Copy out each line from the material where the word "mongodb" is found.

**Data section:**

──────────

PR #7421, opened 2024-01-17
DEVPROD-697: Cache whether a task has annotations

hadjri:
DEVPROD-697

### Description

### Testing

### Documentation

### DIFF
--- a/model/annotations/task_annotations.go
+++ b/model/annotations/task_annotations.go
@@ -7,7 +7,6 @@ import (
 	"github.com/evergreen-ci/birch"
 	"github.com/evergreen-ci/evergreen/db"
 	"github.com/evergreen-ci/evergreen/util"
-	"github.com/mongodb/anser/bsonutil"
 	"github.com/mongodb/grip"
 	"github.com/pkg/errors"
 	"go.mongodb.org/mongo-driver/bson"
@@ -83,36 +82,6 @@ func GetLatestExecutions(annotations []TaskAnnotation) []TaskAnnotation {
 	return res
 }
 
-func MoveIssueToSuspectedIssue(taskId string, taskExecution int, issue IssueLink, username string) error {
-	newIssue := issue
-	newIssue.Source = &Source{Requester: UIRequester, Author: username, Time: time.Now()}
-	q := ByTaskIdAndExecution(taskId, taskExecution)
-	q[bsonutil.GetDottedKeyName(IssuesKey, IssueLinkIssueKey)] = issue.IssueKey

──────────

**Written solution:**
-	"github.com/mongodb/anser/bsonutil"
 	"github.com/mongodb/grip"
 	"go.mongodb.org/mongo-driver/bson"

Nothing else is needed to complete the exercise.